Re: Need a regex to match C-style function arg list
by dws (Chancellor) on Apr 11, 2003 at 20:41 UTC
    The difficulty you face is in deciding which of the commas in
    concat(int2string(counter,1),result)
    is the one that separates the arguments. In the trivial case of two strings, this seems easy, except that the strings themselves might contain commas. But when you introduce arbitrary expressions into the mix, you're past the point where you can deal with this problem safely using a regular expression, and into territory where you need a parser to correctly distinguish the two arguments.

    Can you say a bit more about the types of expressions that might occur as arguments to concat()? If there's a limited set, you can special-case them with one regular expression per combination.

Re: Need a regex to match C-style function arg list
by BrowserUk (Patriarch) on Apr 11, 2003 at 22:34 UTC

    Given the samples supplied, this does the trick. If your expressions can contain spaces, be split across lines or contain nested concats, then it will need further work.

    #! perl -slw use strict; my $re_term = qr[[^,)]+?]; my $re_func = qr[\w+\($re_term,$re_term\)]; my $re_concat = qr[concat\((?:($re_func),($re_term|$re_func))\)]; while(<DATA>) { s[^$re_concat$][$1 & $2]; print; } __DATA__ concat(int2str(count,1),result) concat(bit2str(count,'10'B),result) concat(int2str(count,1),bit2str(count,'10'B))

    Gives

    c:\test>249976 int2str(count,1) & result bit2str(count,'10'B) & result int2str(count,1) & bit2str(count,'10'B)

    Examine what is said, not who speaks.
    1) When a distinguished but elderly scientist states that something is possible, he is almost certainly right. When he states that something is impossible, he is very probably wrong.
    2) The only way of discovering the limits of the possible is to venture a little way past them into the impossible
    3) Any sufficiently advanced technology is indistinguishable from magic.
    Arthur C. Clarke.
Re: Need a regex to match C-style function arg list
by Anonymous Monk on Apr 11, 2003 at 21:14 UTC
    thanks for the reply monks. to explain you the scenario little bit more, i m making an application which converts a program written in an earlier version of test language to the new version of the language. so one of the few changes in the language is the function 'concat' which has been changed to '&'. so concat("this", "is good") will be changed to ("this" & "is good") and i m facing the exact problem mentioned by u monks. its hard to know the exact pattern. lets say that concat can take following patterns for example : concat(int2str(count,1),result) or concat(bit2str(count,'10'B),result) or concat(int2str(count,1),bit2str(count,'10'B)) do you think it is possible to find a way to solve my problem ?
      Sounds like a great job for Parse::RecDescent, except that you'll still need to give us access to the spec for "an earlier version of the test language". We specifically would need to know string-quoting-thingies that can hide a comma (like Perl's "" or '' or q()) and the nesting-thingies that can hide a comma recursively (like your concat function).

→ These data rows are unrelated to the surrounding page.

PR #94, opened 2019-06-03
Support CREATE TABLE with no columns

benesch:
This is weird, but supported by PostgreSQL.


benesch:
> To be clear: I don't ask you to move the test, rather wondering what you think about organizing the tests in such a way and if you'd object to moving it there at a later point.

I'm very much in favor in that! I almost wonder if we should aim for dialects to explicitly reject syntax they don't support. I.e., perhaps we should be explicitly testing that `CREATE TABLE t ()` returns an error on all the non-Postgres dialects.

PR #95, opened 2019-06-03
Support hexadecimal string literals

benesch:


src/sqlparser.rs
```diff
@@ -1037,6 +1040,16 @@ impl Parser {
                 Token::NationalStringLiteral(ref s) => {
                     Ok(Value::NationalStringLiteral(s.to_string()))
                 }
+                Token::HexStringLiteral(ref s) => {
+                    if let Some(bad) = s.chars().find(|c| !c.is_ascii_hexdigit()) {
```
nickolay: [The spec](https://jakewheat.github.io/sql-overview/sql-2011-foundation-grammar.html#binary-string-literal) is more lenient, allowing whitespace as well, as far as I can see. Perhaps leave validation to the consumers?

src/sqltokenizer.rs
```diff
@@ -286,6 +289,21 @@ impl<'a> Tokenizer<'a> {
                         }
                     }
                 }
+                x @ 'x' | x @ 'X' => {
```
nickolay: Which dialect supports the lower-case 'x'?

src/sqltokenizer.rs
```diff
@@ -286,6 +289,21 @@ impl<'a> Tokenizer<'a> {
...
+                    chars.next(); // consume, to check the next char
+                    match chars.peek() {
+                        Some('\'') => {
+                            // X'...' - a <national character string literal>
```
nickolay: `<binary string literal>`

src/sqltokenizer.rs
benesch: PostgreSQL, at least. I've added a comment to this effect.

src/sqltokenizer.rs
benesch: Good catch, thanks.

src/sqlparser.rs
benesch: Sure thing. Done.

PR #96, opened 2019-06-03
Support EXTRACT function-like operator

benesch:
The EXTRACT function, for extracting components of a date from a
timestamp, has special syntax: `EXTRACT(<field> FROM <timestamp>)`.

### DIFF
--- a/src/sqlast/mod.rs
+++ b/src/sqlast/mod.rs
@@ -100,6 +100,10 @@ pub enum ASTNode {
         expr: Box<ASTNode>,
         data_type: SQLType,
     },
+    SQLExtract {
+        field: SQLDateTimeField,
+        expr: Box<ASTNode>,
+    },
     /// `expr COLLATE collation`
     SQLCollate {
         expr: Box<ASTNode>,
@@ -186,6 +190,9 @@ impl ToString for ASTNode {
                 expr.as_ref().to_string(),
                 data_type.to_string()
             ),
+            ASTNode::SQLExtract { field, expr } => {
+                format!("EXTRACT({} FROM {})", field.to_string(), expr.to_string())
+            }
             ASTNode::SQLCollate { expr, collation } => format!(
                 "{} COLLATE {}",
                 expr.as_ref().to_string(),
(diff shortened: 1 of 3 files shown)


nickolay:
I'd prefer `field: SQLDateTimeField` to be a `String` instead of a custom enum, as everyone has their own idea of what values are allowed here:
* [ANSI](https://jakewheat.github.io/sql-overview/sql-2011-foundation-grammar.html#time-zone-field) defines `TIMEZONE_HOUR | TIMEZONE_MINUTE` in addition to the ones you have implemented,
* [Oracle](https://docs.oracle.com/cd/B19306_01/server.102/b14200/functions050.htm) additionally has TIMEZONE_ABBR and TIMEZONE_REGION,
* and [MySQL](https://dev.mysql.com/doc/refman/5.5/en/date-and-time-functions.html#function_extract) wins the contest with [a dozen of additional supported fields](https://dev.mysql.com/doc/refman/5.5/en/expressions.html#temporal-intervals)... 

Alternatively, I'd be happy to hear any suggestions on how to deal with future PRs wanting those extensions to be supported - just add everything to the enum?

nickolay:
Given that #99 depends on this, I'm fine with merging this "as is", as long as we agree on the future direction.

benesch:
> Given that #99 depends on this, I'm fine with merging this "as is", as long as we agree on the future direction.

Ok, great, I'm going to go ahead and merge, as I'm definitely OK with SQLDateTimeField evolving to a string in the future.

> Alternatively, I'd be happy to hear any suggestions on how to deal with future PRs wanting those extensions to be supported - just add everything to the enum?

Yeah, I don't see anything particularly appealing here. All of the options I can think of have some serious cons:

    * Use conditional compilation to add enum variants based on feature flags. This is appealing because users would get all the usual compiler support around exhaustive matching of enums, and wouldn't see anything irrelevant to their dialect. But we'd seriously break the existing API, because users would have to choose, at compile time, what dialect to support. And perhaps there are users who depend on being able to parse multiple dialects?

    * Write dialect-specific ASTs (that are largely copies of the general AST, but omitting irrelevant fields and enum variants), and then write transformations that lower the general AST to the dialect-specific ASTs. This would be a colossal amount of work for any change that affected multiple dialects (i.e., most dialects).

    * Make the enum generic over `Dialect`, and add a `DialectSpecific(_)` variant. I think @andygrove suggested this somewhere. This is a bit ugly, but maybe a nice balance between maintainability and user convenience.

      Until you provide that spec, any response here is pure speculation.

      -- Randal L. Schwartz, Perl hacker
      Be sure to read my standard disclaimer if this is a reply.

Re: Need a regex to match C-style function arg list
by Mr. Muskrat (Canon) on Apr 11, 2003 at 20:22 UTC

      Or maybe this is JavaScript. It'd help to know what language you're expecting us to read.